EDA Project
Emily Poitan Mendez
2/20/18
Data Description
library(readxl)
library(ggplot2)
library(knitr)
police <-read_excel("~/Documents/R CODE/WashPost Police Shootings 2015.xlsx")
I will be using the data set of police shootings. This data set has characteristics of individuals killed by police in 2015. It has 990 observations and 14 variables which varies from numerical and categorical. In this case of analysis, we will be lookingat the relationship between race and age to see if there is an age difference among the different types of race.
Data Management(Race)
table(police$race)
##
## A B H N O W
## 14 258 172 9 15 494
Table 1.
In this table you can see there are 6 different types of races. There are 2 rows, the first one shows each type of race and the second shows how many people have been shot within the race. On the first row there are letters of A, B, H, N, O, W. A stands for asian, B stands for black, H stands for hispanic, N stands for native american, W stands for white and O stands for other.
temp.data.to.plot.<-police[!is.na(police$race),]
ggplot(temp.data.to.plot., aes(x=race)) +geom_bar()
Figure 1.
In this barchart you can see white has the highest number of people that have been shot. Black follows and Hispanics is the third highest race that police have killed. Asian, Native American and other are the lowest.
New Factor Variable
police$new_race<-police$race
police$new_race[police$new_race %in%c("A","N")] <- "O"
table(police$new_race)
##
## B H O W
## 258 172 38 494
Table 2.
temp.data.to.plot.<-police[!is.na(police$new_race),]
ggplot(temp.data.to.plot., aes(x=new_race)) +geom_bar()
Figure 2.
I decided to combine Asians, Native Americans and Other together to have a better distribution between them. I created a new variable called new_race that includes the 3 lowest races. As you can see on figure 1 and table 1 it has all 6 races, unlike table 2, and figure 2 only has 4 races: Black, Hispanic, White and other(Asian & Native American)
Data Managment(Age)
summary(police$age)
## Min. 1st Qu. Median Mean 3rd Qu. Max. NA's
## 6.00 27.00 34.00 36.66 46.00 86.00 12
In this table it shows the summary of age. The average is 36.66. The lowest age a cop shot was a 6 year old person and the oldest age a cop shot was an 86 year old person. You can see how the median is close to the mean, which means a majority of the poeple who have been shot are in the age from 20-40s and a few above their 60s.
temp.data.to.plot.<-police[!is.na(police$age),]
ggplot(temp.data.to.plot., aes(x=age)) +geom_density(col="blue") +
geom_histogram(aes(y=..density..), colour="black", fill=NA)
## `stat_bin()` using `bins = 30`. Pick better value with `binwidth`.

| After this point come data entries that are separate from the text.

PR #5398, opened 2018-10-12
Fix support for FontAwesome

guichazan:
For roboto.ttf, missingGlyph loaded in line 413 is not set because width/height are 0. However, when loading FontAwesome, missingGlyph is set, and then data.hasGlyph(c) returns true for all characters, even before they are loaded.


vbousquet:
Just a +1 to this patch, since I faced the same bug (BlackChancery.ttf), but any ttf font with an outline defined for .notdef glyph should have the problem.

NathanSweet:
Sorry for the trouble guys! `hasGlyph` is tricky. I fixed the issue before seeing this PR. Cheers!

In this histogram you can see how a majority of the people who have been shot are in their 20s to 40s. There is a high density between the age range of 0.01 to 0.04. As you continue to follow the line it starts to decrease. It shows the graph is skewed right, showing that there are a few old people that have been shot, which is why there a low desnity close to 0.
Bivariate Comparision
temp.data.to.plot.<-police[!is.na(police$new_race) !is.na(police$age),]

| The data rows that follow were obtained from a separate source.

Issue #5399, opened 2018-10-13
Incorect color processing for SpriteDrawable


vbousquet:
#### Issue details
Transform `draw` method from SpriteDrawable modify the underlying sprite color, causing incorrect rendering.

#### Reproduction steps/code
SpriteDrawable will not process color the same way if called using TransformDrawable draw method or called using draw method from Drawable.

[Untransformed draw](https://github.com/libgdx/libgdx/blob/master/gdx/src/com/badlogic/gdx/scenes/scene2d/utils/SpriteDrawable.java#L45-L47) uses : 
```java
		Color spriteColor = sprite.getColor();
		temp.set(spriteColor);
		sprite.setColor(spriteColor.mul(batch.getColor()));
```

while [Transformed draw](https://github.com/libgdx/libgdx/blob/master/gdx/src/com/badlogic/gdx/scenes/scene2d/utils/SpriteDrawable.java#L60-L61) uses : 
```java
		temp.set(sprite.getColor());
		sprite.setColor(temp.mul(batch.getColor()));
```
hence, modifying `temp` value, which is then applied to sprite, loosing the sprite original color.

The fix should be to use the code from untransformed draw method for both methods.

#### Version of LibGDX and/or relevant dependencies
1.9.9-SNAPSHOT

#### Stacktrace
Not applicable

#### Please select the affected platforms
- [X] Android
- [X] iOS (robovm)
- [X] iOS (MOE)
- [X] HTML/GWT
- [X] Windows
- [X] Linux
- [X] MacOS
(all checked since they are logically concerned, but only tested on Android and Desktop)

PR #5401, opened 2018-10-13
Fix TransformDrawable's draw method modifying the sprite's color

vbousquet:
See issue #5399


NathanSweet:
I fixed the issue before seeing this PR. Thanks, and sorry for the trouble. Cheers!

ggplot(temp.data.to.plot., aes(x=new_race, y=age, fill=new_race)) +
geom_violin(alpha=.1) +
geom_boxplot(alpha=.5, width=.2)
In this boxplot it shows a comparison between age and race. You can see how white people have a wide distribution in age, meaning white people have been shot through the ages of 0 to 90. Unlike the others, Black, Hispanic and other, majority have been shot really young between the ages of 20 to 40. Which explain why they are wide from that range.
temp.data.to.plot.<-police[!is.na(police$new_race) !is.na(police$age),]

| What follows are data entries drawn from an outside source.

Issue #5404, opened 2018-10-15
Feature request: Box2D: Collision manifolds between shapes


dlon:
I think these would occasionally be useful in addition to the existing AABB and raycasting querying, as neither of those allows you to test arbitrary polygons, for example.

Perhaps these could be static functions in a `Collision` class.

From b2Collision.h:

ggplot(temp.data.to.plot., aes(x=age, col=new_race)) +geom_density()
This is a grouped histogram. It compares the ages when people have been shot based in their race. Black has the highest in the age of 20, Hispanics around 25, other around 30, while white is varies from 30 to 50.
Conclusion
Based on the data, there is not a really an age difference among the different races. Whites are the only race that have a steady distibution. Blacks, Hispanics, and other have a skewed right tail where majority of people betweenthe ages of 20 to 40 have been shot. White has the most people that have been shot, while other has the lowest. Blacks have the highest density in the age of 20, but hispanic and other are pretty close to it. In conclusion, whites are getting shot more than any other race, but the other 3 races are getting shot more in the ages of 20s and 30s.